Абонент не отвечает или находится вне зоны действия сети…
Нигде
О смерти Гали я узнала от ее дочери и задохнулась ужасом, услышав в трубке эти два слова: «Мама умерла».
– Как умерла? Я же видела ее буквально вот… Ну вот недавно же…
– Сегодня сорок дней, – тихо перебила меня Галина дочь.
– А от чего? – спрашиваю я и ужасаюсь вопросу: как будто это важно. Какая разница, от чего нет человека, если его больше нет?
– У мамы была клиническая депрессия. И она покончила с собой.
Я ошарашенно молчу. Я знала ее маму, Галю, как очень активную женщину, всегда с улыбкой, всегда, что называется, при параде. Укладка, накрашенные губы, тени на глазах. В ней так явно бурлила энергия… Как? Как такое могло случиться?
Галя поддерживала меня во многих моих благотворительных проектах: мы вместе ездили в приюты для животных, на экологические субботники и совсем еще недавно готовили праздник для больницы.
У меня совершенно не укладывалось в голове, что вот та, пышущая на вид здоровьем, женщина вдруг раз и…

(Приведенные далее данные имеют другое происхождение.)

PR #5146, opened 2025-05-19
Use named tuples in Tasks

lefou:
Use named tuples where we use tuples in Task types. The following task were changed:

* `TestModule.test*` tasks now return `(msg: String, results: Seq[TestResult])`

* `AndroidAppKotlinModule.androidDiscoveredPreviews` now returns `(previewsDiscoveredJsonFile: PathRef, screenshotConfigs: Seq[ComposeRenderer.Screenshot])`
* `AndroidAppModule.android{D,R}8Dex` now returns `(outPath: PathRef, dexCliArgs: Seq[String])`
* `AndroidModule.androidCompiledResources` now returns named tuple and includes all relevant resources directly.

* Also use some named tuples in `GenIdeaImpl`, which hopefully improve reading/editing it.

### DIFF
--- a/libs/scalanativelib/src/mill/scalanativelib/ScalaNativeModule.scala
+++ b/libs/scalanativelib/src/mill/scalanativelib/ScalaNativeModule.scala
@@ -17,7 +17,7 @@ import mill.scalanativelib.worker.{
 import mill.T
 import mill.constants.EnvVars
 import mill.scalanativelib.worker.api.ScalaNativeWorkerApi
-import upickle.implicits.namedTuples.default.given 
+import upickle.implicits.namedTuples.default.given
 
 trait ScalaNativeModule extends ScalaModule with ScalaNativeModuleApi { outer =>
   def scalaNativeVersion: T[String]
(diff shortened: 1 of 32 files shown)


lihaoyi (commented):
shipit

libs/scalanativelib/src/mill/scalanativelib/ScalaNativeModule.scala
```diff
@@ -17,6 +17,7 @@ import mill.scalanativelib.worker.{
 import mill.T
 import mill.constants.EnvVars
 import mill.scalanativelib.worker.api.ScalaNativeWorkerApi
+import upickle.implicits.namedTuples.default.given
```
bishabosha, line 20: Is there possibly something that can be done to make this import visible by default?

lefou: It would be nice, yes. I'm open for suggestions. IIUC, if we `export` it from the location where it is needed (e.g. `TestModule`), we risk getting it into scope multiple times. We could just export it from `mill`, then at least `import mill._` will get it automatically?

lihaoyi: I think exporting it from JsonFormatters (which ends up inherited by mill._) is probably the best thing to do. That's where we put our other upickle implicits anyway so it'll fit right in

lefou: * https://github.com/com-lihaoyi/mill/pull/5258

PR #5148, opened 2025-05-19
Add latest unstable release to docsite

lihaoyi:
This isn't stored in any tag in the Git repo, so we need to fetch it from Maven Central's `maven-metadata.xml` in an input task

I also broke up the `oldDocSources` into multiple smaller tasks using a `Cross` module, so we can get some parallelism on what is typically a pretty slow code path

### DIFF
--- a/build.mill
+++ b/build.mill
@@ -45,10 +45,14 @@ def millVersion: T[String] = Task {
   } else "SNAPSHOT"
 }
 
-def millLastTagTruth: T[String] = Task {
-  VcsVersion.calcVcsState(Task.log).lastTag.getOrElse(
-    sys.error("No (last) git tag found. Your git history seems incomplete!")
-  )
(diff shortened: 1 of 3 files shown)


build.mill
```diff
@@ -45,10 +45,14 @@ def millVersion: T[String] = Task {
...
-    sys.error("No (last) git tag found. Your git history seems incomplete!")
-  )
+def latestUnstableVersion = Task.Input {
+  val mavenMetadataXml = requests
+    .get("https://repo1.maven.org/maven2/com/lihaoyi/mill-dist/maven-metadata.xml")
+    .text()
+
+  val xml = scala.xml.XML.loadString(mavenMetadataXml)
+
+  (xml \\ "version").map(_.text).last
```
lefou, line 55: Would be nice to use coursier for that, so we can re-use the cache.

PR #5152, opened 2025-05-19
Fix possible race condition around file locks

alexarchambault:
`FileLock#lock` doesn't always block until it can acquire a lock. If the lock is held by the same JVM, it just throws an `OverlappingFileLockException`. To work around that, this replaces a call to `FileLock#lock` by a while loop that calls `FileLock#tryLock`, that stops when the lock is actually acquired.

Please open all PRs as drafts and ensure that your fork of Mill has 
`settings/actions` / `Allow all actions and reusable workflows` enabled to run CI on
your own fork of the Mill repo. Only once CI passes mark the PR as `Ready for review`
and CI will run on the main Mill repo before we merge it.

PR #5153, opened 2025-05-19
Fix race condition in DoubleLocked#release

alexarchambault:
This PR makes some uses of `DoubleLock` safer, and fixes a race condition with it.

`DoubleLock` is basically used as a wrapper around a file lock (second lock), using it alongside a memory lock (first lock), that acts as a mutex for it. That way, the same JVM process doesn't try to acquire the file lock twice at the same time in a given JVM, which `java.nio.channels.FileChannel` doesn't allow (it throws an `OverlappingFileLockException` in that case).

This PR makes sure `MillMain` and `MillDaemonMain` use the same `Lock.memory()` instance as a guard when trying to acquire a lock for the output directory. This doesn't solve the issue I was running into (see below), but seems to be safer nonetheless.

It also tries to dispose of locks in `DoubleLock` in case calls to `Lock#{lock,tryLock}` throw.

Lastly, it releases the two locks in `DoubleLocked` in the reverse order that they were acquired. This fixes the test case below. Doing so fixes a race condition, where
- a first thread acquires the lock
- a second one tries to acquire it, and waits for it
- the first thread releases the lock

During the third step, releasing the memory lock before the file lock makes the second thread acquire the memory lock, and then possibly try to acquire the file lock, before the first thread is done releasing the file lock. The JVM doesn't allow this, and the second thread gets an `OverlappingFileLockException`.

See the discussion in https://github.com/com-lihaoyi/mill/pull/5152 too

This fixes
```text
$ ./mill 'integration.feature[output-directory].packaged.daemon.testForked' "mill.integration.OutputDirectoryLockTests.basic"
```
for me, locally.

### DIFF
--- a/runner/client/src/mill/client/lock/DoubleLock.java
+++ b/runner/client/src/mill/client/lock/DoubleLock.java
@@ -12,22 +12,44 @@ public class DoubleLock extends Lock {
 
   @Override
   public Locked lock() throws Exception {
-    return new DoubleLocked(lock1.lock(), lock2.lock());
+    Locked l1 = null;
+    Locked l2 = null;
+    Locked result = null;
+    try {
+      l1 = lock1.lock();
+      l2 = lock2.lock();
+      result = new DoubleLocked(l1, l2);
+    } finally {
+      if (result == null) {
+        if (l2 != null) l2.release();
+        if (l1 != null) l1.release();
+      }
+    }
+
+    return result;
   }
 
   @Override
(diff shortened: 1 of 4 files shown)


lihaoyi:
@alexarchambault can you fill out the PR description with your understanding of the problem and why this is the correct fix for it

alexarchambault:
@lihaoyi Should be done

lihaoyi (approved):
shipit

– Это третья попытка. Первые две не увенчались успехом, мы успели, откачали. А третья… вот.
– Нет слов…
Я скомкано выразила соболезнования дочери, закончила звонок и кулем села на стул. Я тяжело дышала: никак не могла наладить естественное дыхание. Вдох-выдох, вдох-выдох.
В кухню вошел муж. Мельком глянул на меня и замер. Спросил озадаченно:
– Ты в порядке?
– Нет.
– Что случилось?
– Галя покончила с собой. Сорок дней назад.
– Какая Галя?
– Моя подруга Галя. Которая со мной ездила… Впрочем, не это важно. Важно, что ее больше нет… И ездить она никуда больше не будет. А еще у нее была клиническая депрессия…
Муж с тревогой посмотрел на меня. Мы думали об одном и том же. У него такой же диагноз. Был. Клиническая депрессия.
Я очень горжусь мужем и тем, что он с ней справился. Точнее тем, что мы с ней справились и не разрушили семью. Но это же такой диагноз, который в любой момент может вернуться, к сожалению. И снова накрыть.
То, что мы пережили за те четыре года, – одно из самых сложных жизненных испытаний. Мне много раз казалось, что я больше не могу, и я хотела выйти из этого брака на полном ходу.
Я смертельно уставала от звона разбитых надежд, от откатов в пекло болезни, которые случались после периодов улучшений. И от собственной «мудрости», благодаря которой я всегда договаривалась с собой «потерпеть еще немного», искала компромиссы, убеждала себя, что мы непременно справимся, и что – это была моя главная мантра – «он не виноват, что заболел».